Core Concepts
The author presents a space-efficient data structure based on CDAWG to compute MAWs and EBFs, providing insights into bioinformatics and data compression applications.
Abstract
The content discusses the computation of minimal absent words (MAWs) and extended bispecial factors (EBFs) using a compact directed acyclic word graph (CDAWG). The focus is on non-trivial MAWs of length at least 2, with applications in bioinformatics and data compression. The proposed method offers efficient space utilization for outputting MAWs and EBFs in linear time relative to their sizes. Additionally, the relationship between MAWs, MRWs, MUSs, and EBFs is explored through the CDAWG structure.
The authors introduce a more space-efficient data structure based on the compact DAWG (CDAWG) to compute MAWs in linear time with minimal space requirements. They demonstrate how MAWs are related to extended bispecial factors (EBFs) through the CDAWG representation. Furthermore, they discuss the connection between MRWs, MUSs, and EBFs within this computational framework.

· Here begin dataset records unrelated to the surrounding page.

PR #5873, opened 2019-08-13
Update CHANGELOG and VERSION for 0.12.8 

jonboiser:
### Summary

Updates VERSION and CHANGELOG for 0.12.8 **FINAL** release (So don't merge it until we're at that point).

- [x] Correct branch

### DIFF
--- a/CHANGELOG.md
+++ b/CHANGELOG.md
@@ -2,6 +2,16 @@
 
 List of the most important changes for each release.
 
+## 0.12.8
+
+### Changed or fixed
+
+- Fixed an issue where users creating accounts for themselves would be placed in the wrong facility
+- Fixed an issue where, occasionally, images would be missing from Khan Academy exercises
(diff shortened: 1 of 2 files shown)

The study delves into combinatorial properties of MAWs, EBFs, and MRWs in strings represented by CDAWGs. Efficient algorithms are proposed for computing these structures with minimal space complexity while maintaining linear time performance relative to output size.
Stats
Fujishige et al. [16] proposed a data structure of size Θ(n) that can output the set MAW(S) of all MAWs for a given string S of length n in O(n+|MAW(S)|) time.

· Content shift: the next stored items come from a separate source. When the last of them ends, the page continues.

PR #7797, opened 2021-02-17
Use `whitenoise` to pre-compress static files

rtibbles:
### Summary
* Uses whitenoise to serve precompressed static files when available
* Adds a kolibri-tools utility to precompress static files
* Adds a build step to compress all files in static folders

### Reviewer guidance
Does Kolibri still run properly?
Do static assets serve properly and with gzip encoding?

### References
Fixes #7791 

----

### Contributor Checklist

PR process:

- [ ] PR has the correct target branch and milestone
- [x] PR has 'needs review' or 'work-in-progress' label
- [x] If PR is ready for review, a reviewer has been added. (Don't use 'Assignees')
- [ ] If this is an important user-facing change, PR or related issue has a 'changelog' label
- [ ] If this includes an internal dependency change, a link to the diff is provided

Testing:

- [x] Contributor has fully tested the PR manually
- [ ] If there are any front-end changes, before/after screenshots are included
- [ ] Critical user journeys are covered by Gherkin stories
- [ ] Critical and brittle code paths are covered by unit tests

### Reviewer Checklist

- Automated test coverage is satisfactory
- PR is fully functional
- PR has been tested for [accessibility regressions](http://kolibri-dev.readthedocs.io/en/develop/manual_testing.html#accessibility-a11y-testing)
- External dependency files were updated if necessary (`yarn` and `pip`)
- Documentation is updated
- Contributor is in AUTHORS.md

PR #8958, opened 2021-12-19
Truncate uncompressed files when packaging

rtibbles:
## Summary
* Truncates compressed files after successful compression so that we save space in our whl file.
* Removes capability to inline JS and CSS assets - this seems OK, as it shifts a lot of assets that are shared across multiple SPA pages out of HTML, and should on the whole improve the load time. It also interacted badly with the truncated assets, as it would just inline those!

## References
Follow up to https://github.com/learningequality/kolibri/pull/7797 which introduced the pre-compression of static files, but did not remove uncompressed files.

## Reviewer guidance
This is a higher risk change than the other packaging PRs but seems to produce the most dramatic results on the final whl size.

In terms of impact on users, if the files are served as gzipped only, this should not impact users as this is supported by nearly all browsers: https://caniuse.com/sr_content-encoding-gzip

However, it is possible there may be quirks in the static file serving that cause it to not work as expected when the original files are missing.

As long as static assets load as expected from the built asset, this should be safe.

New WHL size: 87MB

**The main consideration here is that if a device explicitly requests the `identity` `Accept-Encoding` header it will return an empty file instead of the actual file. The other alternative is to return a 406 status code if the identity header is passed for one of these files, but this seems to be [explicitly disallowed](https://developer.mozilla.org/en-US/docs/Web/HTTP/Headers/Accept-Encoding).**

----

## Testing checklist

## PR process

## Reviewer checklist

- PR is fully functional
- Documentation is updated

### DIFF
--- a/Makefile
+++ b/Makefile
@@ -56,6 +56,7 @@ clean: clean-build clean-pyc clean-assets clean-staticdeps
 
 clean-assets:
 	yarn run clean
+	rm -fr kolibri/core/content/static/hashi/
 
 clean-build:
 	rm -f kolibri/VERSION
--- a/kolibri/core/hooks.py
+++ b/kolibri/core/hooks.py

The new data structure based on compact DAWG (CDAWG) can output MAW(S) in O(|MAW(S)|) time with O(emin) space.
For any strings of length n, it holds that emin < 2n.
There exists a family of strings S of length n such that er(S) = Θ(√n).
Quotes
"The proposed method offers efficient space utilization for outputting MAWs and EBFs in linear time relative to their sizes."
"The study delves into combinatorial properties of MAWs, EBFs, and MRWs in strings represented by CDAWGs."